| Your goal |
Reproduce, from the lines below, exactly the stretch that begins at the line containing "## Investigation Goals" and ends at the line containing "uses schema-aware decoding", both included.

| Records to process |
_ _ _ _
Issue #253, opened 2026-01-07
investigate(query): Root cause analysis for execution path divergence + fix sql→cql terminology


pmcfadin:
## Problem Statement

In `cqlite-core/src/query/engine.rs` (lines 132-142), there is a brittle workaround:

```rust
// For simple WHERE id = <value> queries, use normal executor for consistent key handling
// This ensures INSERT and SELECT use the same key generation logic
if sql.contains("WHERE id =") && sql.split_whitespace().count() <= 8 {
    #[cfg(debug_assertions)]
    log::debug!(
        "Routing simple SELECT through normal executor for consistent key handling"
    );
    // Fall through to normal execution path for simple point lookups
} else {
    return self.execute_select_query(sql, start_time).await;
}
```

## Why This Exists

The comment indicates that the two execution paths produce **different results** for partition key handling. The workaround:
1. Uses string matching (`sql.contains("WHERE id =")`) - fragile
2. Uses word count heuristic (`split_whitespace().count() <= 8`) - arbitrary
3. Forces simple queries through the legacy path for "consistent key handling"

## Investigation Goals

1. **Identify the divergence point**: Where exactly do the two paths differ?
   - Legacy path: `QueryParser` → `QueryPlanner` → `QueryExecutor`
   - Advanced path: `select_parser` → `SelectOptimizer` → `SelectExecutor`

2. **Analyze key generation**:
   - Legacy: `executor.rs::condition_to_row_key()` (line 794-805) uses `format!("user_key_{}", id)`
   - Advanced: `select_executor.rs::decode_partition_key_value()` (line 1095-1189) uses schema-aware decoding
   
3. **Determine which is correct**: The schema-aware approach in `SelectExecutor` is likely more correct for SSTable access

4. **Create parity tests**: Develop tests that verify both paths produce identical results

## Suspected Root Cause

The legacy `QueryExecutor` generates keys like:
```rust
if condition.column == "id" {
    if let Value::Integer(id) = &condition.value {
        let key_value = format!("user_key_{}", id);
        return Ok(RowKey::new(key_value.into_bytes()));
    }
}
```

The advanced `SelectExecutor` uses proper CQL type deserialization based on schema metadata. These are fundamentally different approaches.

## Deliverables

- [ ] Technical analysis document comparing both paths
- [ ] Root cause documented with code references
- [ ] Key generation logic compared between both paths
- [ ] Decision made on which approach is canonical
- [ ] Parity test suite created comparing both paths for:
[...]

PR #588, opened 2026-06-03
fix(query): reconstruct TEXT partition-key columns on the scan path (#586)

### LINKED ISSUE #586: Query engine: WHERE on a TEXT single partition key still returns 0 rows in v0.10.0 (PK column not materialized in SELECT results)
Follow-up to #548. The UUID case (#583) and `LIMIT` (#582) are fixed in v0.10.0 — thanks! But a **TEXT single partition key** still returns 0 rows, and the underlying cause I flagged on #548 is still present: the partition-key column isn't materialized into `SELECT` result rows.

## Repro (cqlite-core v0.10.0, tag)
Authentic Cassandra-5.0 corpus, `CREATE TABLE perf.basic (id text PRIMARY KEY, name text, email text, age int, payload text)`, 100k rows, keys `k{i:016x}`.

Isolation — residual filtering works for every **regular** column but fails only for the **partition key**:

| Query | Rows |
|-------|-----:|
| `SELECT * FROM basic WHERE age = 0` | 834 ✅ |
| `SELECT * FROM basic WHERE name = 'name-0'` | 1 ✅ |
| `SELECT * FROM basic WHERE email = 'u0@perf.test'` | 1 ✅ |
| `SELECT * FROM basic WHERE id = 'k0000000000000000'` | **0** ❌ |

Dumping a scanned row's columns confirms the mechanism:
```
columns: [payload, name, age, email]      # <-- no `id`
raw key = RowKey([107,48,48,...])         # = ASCII "k0000000000000000", correct
```
The key bytes are present and correct; `id` is just never reconstructed into the row (`build_row_from_scan`, select_executor.rs), so a residual `id = '...'` compares against a row with no `id` value → 0 matches. Same on composite-PK TEXT (`wide_rows (pk text, ck int)`), which also blocks clustering-range slices.

## Repro commands (cqlite-perf repo)
- `cargo run --example probe_nonpk` — the table above.
- `cargo run --example probe_cols` — dumps a scanned row's columns + raw key.

Engine-only report (downstream harness pins by tag; no code changes proposed here).

pmcfadin:
Closes #586

## The bug (shipped in v0.10.0)

On the **scan + residual-filter** path — the path a `WHERE` on a TEXT partition key falls to, unlike the Index.db point-lookup path used for UUID keys (#548/#553) — partition-key columns are not in the cell payload and are reconstructed from the raw row key. The reconstructor (`select_executor::decode_partition_key_value`) assumed a `u16` length prefix for **every** TEXT key. That is the *composite-component* framing, not the *single-component* layout (raw bytes).

| Case | Stored layout | Old decoder result |
|------|---------------|--------------------|
| Single UUID PK | 16 raw bytes | ✅ (reads 16 bytes) |
| Single TEXT PK (`id text PRIMARY KEY`) | raw UTF-8 | ❌ read phantom `u16` → `Err` → **swallowed** → column dropped |
| Composite PK (`((a,b),…)`) | `[u16 len][bytes][0x00]` per component | ❌ every column decoded from component[0] |

Result: `SELECT *` was missing the TEXT PK column and `WHERE id = '<literal>'` returned 0 rows; composite PKs returned wrong values for second+ components (non-text became debug strings).

## Diagnosis (gap A vs gap B)

Confirmed **gap B** with evidence (instrumented `build_row_from_scan` against real fixtures): the schema **is** threaded into the scan path (gap A is fine). The defect is in the decoder.

Captured raw `RowKey` bytes:
- `simple_table` (UUID PK): `[0,35,236,…]` — 16 raw bytes, no framing.
- `app_metrics` (composite text PK): `[0,1,'a',0, 0,4,'view',0]` — `[u16 len][bytes][0x00]` framing.
- A single TEXT PK is raw UTF-8 with no prefix → old TEXT branch ran off the end and the `Err` was silently swallowed.

## The fix

Extract the canonical partition-key decoder into a new **always-compiled** module `storage::partition_key_codec` and route **both** the read/scan path and the write engine's `PartitionKey::from_bytes` through it (single source of truth, no parallel impl). The codec was previously the write-engine's `deserialize_value_bytes` + framing logic, which was gated behind `write-support` and unavailable to the read path. A failed reconstruction is now `log::warn!`-ed instead of swallowed.

## Tests (fail before / pass after)

- **Unit** (`partition_key_codec`, `select_executor`): single raw text + uuid, composite framing per-component, `build_row_from_scan` materialises a single TEXT PK, and `WHERE id = '<literal>'` matches.
- **Integration** (`tests/issue_586_partition_key_reconstruction.rs`, real fixtures): composite TEXT PK decodes each component independently (`metric_name` is `interest`, was `goal`), `SELECT *` includes all PK columns, a `date` PK component decodes to `Value::Date` (was a debug string), and a clustering-range slice returns rows.

> Note: there is no scannable **single-component TEXT-PK** table in the fetchable corpus (the only single-text-PK tables are counter tables, whose counter cells don't parse into a row, plus system tables the scan skips). That exact scenario is covered by the deterministic `build_row_from_scan` / codec unit tests; the integration tests use the real composite TEXT-PK fixtures (`app_metrics`, `stock_prices`).

## Docs

- Rustdoc on the new codec and `build_row_from_scan`.
- CHANGELOG `[Unreleased]` entry.
- Appendix F: composite framing corrected (it omitted the trailing `0x00` the code actually emits) and #586 documented as resolved.

## Local gate (all green)

- `cargo fmt --all -- --check`
- `RUSTFLAGS="-D warnings" cargo clippy --workspace --all-targets --all-features`
- `cargo test -p cqlite-core` (incl. codec/select_executor unit tests; mutation round-trip with `write-support`; issue_586 with `cli-helpers`)
- `cargo test -p cqlite-integration-tests`


pmcfadin:
## CI: one red check — stale characterization test, not a regression

The fix itself looks correct and well-built — PK reconstruction now goes through the canonical `storage::partition_key_codec::decode_partition_key_columns` (`select_executor.rs:236`), the previous silent `if let Ok(..)` swallow is replaced with a logged failure, and there are regression tests for both the `SELECT *` completeness and `WHERE id = '<literal>'` cases. 👍

The only failing check is **not** a behavior regression and **not** the known `data_writer` flake — don't just rerun it:

```
test test_key_generation_divergence_documented ... FAILED
thread 'test_key_generation_divergence_documented' panicked at
  cqlite-core/tests/execution_path_parity_tests.rs:264:5
```

### Root cause
`test_key_generation_divergence_documented` is a *source-text grep* test. It asserts that `src/query/select_executor.rs` literally contains the string `decode_partition_key_value`:

```rust
let advanced_function = "decode_partition_key_value";
// ...
assert!(
    select_executor_content.contains(advanced_function),
    "ADVANCED path should contain '{}' function in select_executor.rs",
    advanced_function
);
```

This PR (correctly) relocated that logic out of `select_executor.rs` into the canonical `partition_key_codec` module and calls `decode_partition_key_columns` instead. So the grep finds nothing and the assert fails. The test's other two asserts (`user_key_` in `executor.rs`, the 8-token routing hack in `engine.rs`) still pass.

The test is pinning an implementation detail — *which file a function name appears in* — that this refactor legitimately changed.

### Suggested fix (pick one)
1. **Update the assertion** to the new canonical location, e.g. grep `src/storage/partition_key_codec.rs` for `decode_partition_key_columns` instead of `select_executor.rs` for `decode_partition_key_value`.
2. **Better:** retire/relax this characterization test. It documents the Issue #253 LEGACY-vs-ADVANCED divergence, which this PR is actively unwinding — a source-text grep over three files is brittle by design and will keep breaking on refactors. Consider asserting behavior (which path a query routes to) rather than the presence of literal strings.

Either way it's a small change; the rest of CI (builds, parity, integration, coverage, perf gate) is green.

pmcfadin:
Thanks for the precise diagnosis — agreed on both counts (not a regression, not the `data_writer` flake).

Fixed in 9bd25bb4. I took a blend of your two suggestions: the test now asserts the **architecture** rather than a literal file/function string, so it stays meaningful but won't false-flag this kind of refactor again.

The ADVANCED-path probe in `test_key_generation_divergence_documented` now checks:
1. the canonical decoder `decode_partition_key_columns` lives in `src/storage/partition_key_codec.rs`, and
2. `select_executor.rs` **delegates** to it (`partition_key_codec::decode_partition_key_columns`),

instead of grepping `select_executor.rs` for the now-removed inline `decode_partition_key_value`. Docstring updated to reflect the #586 relocation; the LEGACY (`user_key_`) and 8-token routing-hack probes are unchanged.

Local: `fmt --check`, `clippy -D warnings --all-features`, and the full `execution_path_parity_tests` file (7/7) all green.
_ _ _ _
| Exercise result |
## Investigation Goals

1. **Identify the divergence point**: Where exactly do the two paths differ?
   - Legacy path: `QueryParser` → `QueryPlanner` → `QueryExecutor`
   - Advanced path: `select_parser` → `SelectOptimizer` → `SelectExecutor`

2. **Analyze key generation**:
   - Legacy: `executor.rs::condition_to_row_key()` (line 794-805) uses `format!("user_key_{}", id)`
   - Advanced: `select_executor.rs::decode_partition_key_value()` (line 1095-1189) uses schema-aware decoding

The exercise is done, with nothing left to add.